Team-sport participation is socially relevant in the lives of many people. For high school students, it can be a great way to make friends and learn how to work together towards a common goal. It can also help them develop into supportive, understanding, patient and kind individuals.
In general, more injuries occur in team sports compared to individual sports because players must move around the field or court more often. In addition, coaches have less time to focus on individualized training in team sports.
Tracking systems provide metrics that can be used to examine the physical output of athletes during team-sport matches, but there are challenges in interpreting these metrics in terms of their ecological validity and specificity to a sport. For example, examining the total distance covered during a game is unlikely to detect periods of physical output that are far greater in intensity than the averaged total of all distances over a game .
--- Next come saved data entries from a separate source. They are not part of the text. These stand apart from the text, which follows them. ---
PR #88, opened 2016-05-27
KUZ-574 getRights methods to KuzzleSecurity

xbill82:
Added the `getMyRights` and `getUserRights` to the `KuzzleSecurity` object.

Question: shall we create a `userRights` object?


src/security/kuzzleSecurity.js
```diff
@@ -709,5 +709,115 @@ KuzzleSecurity.prototype.userFactory = function(id, content) {
...
+ * @param  {function} cb   The callback containing the normalized array of rights.
+ */
+KuzzleSecurity.prototype.getUserRights = function (userId, options, cb) {
+  var data = {_id: userId};
+
+  if (!userId || typeof userId !== 'string') {
+    throw new Error('userId parameter is mandatory for isActionAllowed function');
+  }
+
+  if (!cb && typeof options === 'function') {
```
jenow: Callback should be mandatory, otherwise there is no way to get the result.

src/security/kuzzleSecurity.js
```diff
@@ -709,5 +709,115 @@ KuzzleSecurity.prototype.userFactory = function(id, content) {
...
+  }
+};
+
+/**
+ * Gets the rights array of the currently logged user.
+ *
+ * @param  {function} cb The callback containing the normalized array of rights.
+ */
+KuzzleSecurity.prototype.getMyRights = function (options, cb) {
+  if (!cb && typeof options === 'function') {
```
jenow: Same here, callback should be mandatory, otherwise there is no way to get the result.

scottinet:
+1

src/security/kuzzleSecurity.js
xbill82: Done

stafyniaksacha:
+1

PR #92, opened 2016-06-14
[release-1.9.1] Fix #91: format correctly roles within profile definition

### LINKED ISSUE #91: Role refactor: fix KuzzleProfile format
After changes introduced into kuzzle by role refactoring (cf. https://github.com/kuzzleio/kuzzle/pull/232), we need to change the format of KuzzleProfile object in the SDK.

Profile definition are unitl now in following format: 
```
var profileDefinition = {
  roles: [
    'myrole', 'default'
  ]
};
```

We should change it to following format: 
```
var profileDefinition = {
  roles: [
    {_id: 'myrole' },
    {_id: 'default', restrictedTo: [ {index: 'index1’, collections: ['foo’, 'bar’]}, {index: 'index2’} ] }
  ]
};
```

ballinette:


benoitvidis:
+1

Some metrics are more relevant than others for a particular sport and therefore need to be selected appropriately. A variety of factors may influence the selection of metrics, including playing dimensions, player density, position characteristics and game rules.
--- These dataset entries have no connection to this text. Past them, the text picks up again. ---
PR #96, opened 2016-07-04
fix #95: handle empty mappings

### LINKED ISSUE #95: KuzzleDataMapping.mapping is undefined when retrieving an empty mapping
It's possible to have empty mappings in elasticsearch:

```json
{
  "index": {
    "mappings": {
      "collection": {}
    }
  }
}
```

The SDK expects a `properties` attributes in the object returned by Elasticsearch, but in this case, there is none. And the SDK ends up building a `KuzzleDataMapping` object with an undefined mapping, causing unpredictable behaviors.

scottinet:
Fixes #95 + added unit tests to catch this kind of bug


benoitvidis:
:+1:

dbengsch:
+1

The most commonly reported metrics are the occurrences of distances at various speeds and the number of accelerations, decelerations and jumps performed during a game. These metrics are widely used in many team sports and are considered to be valuable for monitoring fatigue, movement adaptations and skill development, and injury risk reduction.
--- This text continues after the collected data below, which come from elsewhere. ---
PR #100, opened 2016-08-02
WebSocket support

scottinet:
Add pure WebSocket capabilities to the Javascript SDK, while still supporting SocketIO to ensure compatibility with older browsers.

- isolated network calls within wrappers
- first tries to instantiate websocket objects and falls back to socket.io if unable to do so

## Unrelated changes

- requests history is now cleaned once every 1s, instead of once per request sent. Dramatically improves performances.
- Solve a crash when `Kuzzle.query` is invoked without a query argument. Now throws an error when such a case occurs
- Fixed `responseCallback` JSDoc


dbengsch:
+1

stafyniaksacha:
+1

dist/kuzzle.js
```diff
@@ -272,167 +393,47 @@
...
+ * @param {Object} [data] - The content of the query response
  */
 
 /**
  * Kuzzle object constructor.
- * @param url - URL to the Kuzzle instance
- * @param index - Database index
+ *
+ * @constructor
+ * @param address - Server name or IP Address to the Kuzzle instance
```
benoitvidis: Shouldn't we rather use `host` instead of `address`? 
Looks to me to be more standard and more accurate.

scottinet: Done. I've also fixed a potential bug with the `off` function in websocket wrappers (node + browser)

benoitvidis:
Apart from the host/address naming thing, +1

There are also a variety of other metrics that can be used to monitor training load. Some of these include the training impulse, session rating of perceived exertion, body load and high-speed distance. However, these metrics are only useful for small-sided games, whereas other modes of training, such as skills or wrestling, may require different measures of physical and skill load.
Similarly, the use of speed thresholds is an important consideration when examining tracking data for basketball, given that the court size limits the possibility of assessing the maximum velocity. Several data mining techniques have been proposed to identify appropriate thresholds for sprinting and high-speed running in basketball, including fitting Gaussian curves or k-means clustering, as well as spectral clustering.
A combination of these tracking parameters is essential to determine the level of external load and risk associated with a given training load. This can be achieved through live monitoring of the athlete’s performance during a training session or by reviewing retrospectively the sessions recorded by the tracking system.
Throughout the training cycle, performance staff put training plans in place to assist with achieving desired adaptations and responses. This requires clear communication between practitioners and coaching staff. Ideally, practitioners and coaches align and iteratively review the physical and tactical objectives throughout the planning process to ensure that all aspects of a team sport training cycle are being met. This process can be facilitated by incorporating monitoring data into planning.